Copy each line of the listing where the word "those" can be found.

» **ENTRIES PROVIDED**:
══════════════════════════════
PR #12249, opened 2021-11-06
is this not 0.8.x instead of 0.x ?

phyBrackets:
https://docs.soliditylang.org/en/v0.8.9/#:~:text=We%20currently%20use%20a%200.x%20version%20number%20to%20indicate%20this%20fast%20pace%20of%20change.

### DIFF
--- a/docs/index.rst
+++ b/docs/index.rst
@@ -21,7 +21,7 @@ version of Solidity. Apart from exceptional cases, only the latest version recei
 `security fixes <https://github.com/ethereum/solidity/security/policy#supported-versions>`_.
 Furthermore, breaking changes as well as
 new features are introduced regularly. We currently use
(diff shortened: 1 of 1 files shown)


cameel (commented):
No, it was meant to be exactly what it says. It refers to the leading zero in the version number. Have you read the text that the link leads to?

> Major version zero (0.y.z) is for initial development. Anything MAY change at any time. The public API SHOULD NOT be considered stable.

cameel:
Well, technically we could change `0.x` to `0.y.z` if you think that makes the point clearer.

phyBrackets:
> Well, technically we could change `0.x` to `0.y.z` if you think that makes the point clearer.

aah yes , this makes more sense .

cameel:
In that case feel free to reopen the PR with that specific change.

PR #12250, opened 2021-11-07
0.y.z makes more sense than 0.x for the current version.

phyBrackets:
https://docs.soliditylang.org/en/v0.8.9/#:~:text=We%20currently%20use%20a%200.x%20version%20number%20to%20indicate%20this%20fast%20pace%20of%20change.


axic (approved):
I think this makes sense.

dzhalaevd (approved):

PR #12252, opened 2021-11-07
Include picosha2 in the license header

axic:


ekpyron (approved):
Actually, should these contain links to the original sources? Not necessary, but I'd find it annoying if I ever wanted to look any such project up that there *aren't* links in here (even if they may fall out of date eventually).

chriseth (approved):

axic:
@ekpyron I would put that link into the file and not in the license header.

ekpyron:
Why :-)? I'd rather actually *not* put the files in the license header :-D.
But it doesn't matter too much anyways :-).

PR #10240, opened 2020-11-09
Immutables with literal values are pure.

chriseth:
Fixes https://github.com/ethereum/solidity/issues/9554

PR #12256, opened 2021-11-08
Clarify ``pure``.

chriseth:


ekpyron (approved):
Well, it's an improvement...
I'm still wondering about ``msg.data``... for external calls, that's fine, but internal pure functions are really not pure anymore, if they read ``msg.data``...

In any case, we should then disallow ``codecopy`` and check if there's anything else that still violates this.

chriseth:
Agreed! Can you create an issue and schedule for 0.9.x?

ekpyron:
> Agreed! Can you create an issue and schedule for 0.9.x?

Do we have any way to actually schedule anything for 0.9.x? Maybe we should, but I wouldn't see any. Created https://github.com/ethereum/solidity/issues/12260 in any case.

docs/contracts/functions.rst
```diff
@@ -222,6 +222,9 @@ Pure Functions
 --------------
 
 Functions can be declared ``pure`` in which case they promise not to read from or modify the state.
+In particular, it should be possible to evaluate a ``pure`` function at compile-time given
+only its inputs and ``msg.data``, but without any knowledge of the current blockchain state.
+This means that reading from ``immutable`` variables can be a non-pure operation.
```
axic, line 227: Hmm, should we disallow `immutable` in `pure`? :)

axic: Ok, it seems my review was stuck from a few hours ago ^^

But I see that now @ekpyron opened an issue for this.

ekpyron: immutables are already view, I think that's what prompted the change here

axic: Well than the text here is confusing as it suggests they are still allowed in pure.

ekpyron: It does say it's a "non-pure operation", not sure how that's unclear :-)!

axic: It says "**can be** a non-pure". So in some cases it "can be pure"?

ekpyron: You mean it should have said ``is`` not ``can be`` :-)? Maybe, yeah...

ekpyron: Actually, whenever reading an immutable **can be*** pure, it's actually a constant... except that we don't properly evaluate those :-D.

chriseth: We do: https://github.com/ethereum/solidity/pull/10240

Issue #12260, opened 2021-11-08
Disallow ``codecopy`` in pure functions (and check for other cases)


ekpyron:
Related to https://github.com/ethereum/solidity/issues/8153 and following https://github.com/ethereum/solidity/pull/12256 we should make sure we actually are as strict as we want to be for ``pure`` functions.

In particular, we should disallow ``codecopy`` with 0.9.0, but we should double-check if there is other cases that we should strengthen as well.

chriseth:
Isn't disallowing access to `msg.data` also part of this issue?

ekpyron:
I mean, I can also just do it right away, maybe that's safest for not missing it again.

ekpyron:
> Isn't disallowing access to `msg.data` also part of this issue?

If we agree that we should, then yes, absolutely :-)! I'm all for that, but I wasn't sure we had consensus about that.

ekpyron:
Hm... I'm just looking through the instruction list... and hit ``CALLDATALOAD`` :-)...
That one we can't really disallow I guess... but if we allow it, we might as well keep ``msg.data``...

The problem is still that "externally pure" is different from "internally pure". An external function call I can compile-time evaluate, even if it involves msg.data and ``calldataload`` - but an internal one I cannot...

axic:
Well basically `external pure` can have different rules, than `private/public/internal`. We had another issue for tracking the memory-mutability of pure, that should be also revived.

ekpyron:
Hm, yeah... I actually thought we couldn't just use different rules due to ``public`` being both internal and external, but it actually makes perfect sense to apply the stricter ``internal`` rules to ``public``...

Anyways, I pushed #12261 for the obvious cases I saw that shouldn't be ``pure``, i.e. ``codecopy`` and ``codesize`` - the rest we can do, once we decide if to split external and internal analysis or what else to do.

chriseth:
What about internal functions that have `calldata` parameters? Can they use inline assembly and thus calldataload to access their parameters?

ekpyron:
Yeah - which is a problem. If we allow loading *something* from calldata, we effectively allow loading *anything* from calldata and thus might as well keep ``msg.data`` pure...
Then again, I'm not sure if we should ever even try to actually compile-time-evaluate inline assembly anyways...

[...]

PR #12261, opened 2021-11-08
[BREAKING] Disallow codecopy and codesize in pure functions.

ekpyron:
Obvious part of https://github.com/ethereum/solidity/issues/12260.

Not entirely sure about ``msg.data`` and ``calldataload``/``calldatasize``, so I'll keep them as is for now and the issue open.

### DIFF
--- a/libevmasm/SemanticInformation.cpp
+++ b/libevmasm/SemanticInformation.cpp
@@ -351,6 +351,8 @@ bool SemanticInformation::invalidInPureFunctions(Instruction _instruction)
 	case Instruction::ORIGIN:
 	case Instruction::CALLER:
 	case Instruction::CALLVALUE:
+	case Instruction::CODESIZE:
+	case Instruction::CODECOPY:
 	case Instruction::CHAINID:
 	case Instruction::BASEFEE:
 	case Instruction::GAS:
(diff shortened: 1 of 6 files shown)


libevmasm/SemanticInformation.cpp
```diff
@@ -351,6 +351,8 @@ bool SemanticInformation::invalidInPureFunctions(Instruction _instruction)
 	case Instruction::ORIGIN:
```
ekpyron, line 351: This list could use a sort by the way... it's neither alphabetic nor opcode value... but I didn't do it here, because that'll only create conflicts later :-).

Marenz (approved):

chriseth (commented):
Does this not need documentation updates?

ekpyron:
> Does this not need documentation updates?

Didn't you just update the documentation towards this end in https://github.com/ethereum/solidity/pull/12256 ;-)? This just actually does what that one said... although maybe I missed an explicit mention of this being pure somewhere...

chriseth:
Yeah, we don't list the opcodes, but shouldn't we at least list those that are not totally clear? Especially since going from "immutables" to "codecopy" is a (albeit small) mental step.

dzhalaevd (approved):

chriseth (approved):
══════════════════════════════
» **SOLUTION TO THIS TASK**:
ekpyron: Actually, whenever reading an immutable **can be*** pure, it's actually a constant... except that we don't properly evaluate those :-D.
Yeah, we don't list the opcodes, but shouldn't we at least list those that are not totally clear? Especially since going from "immutables" to "codecopy" is a (albeit small) mental step.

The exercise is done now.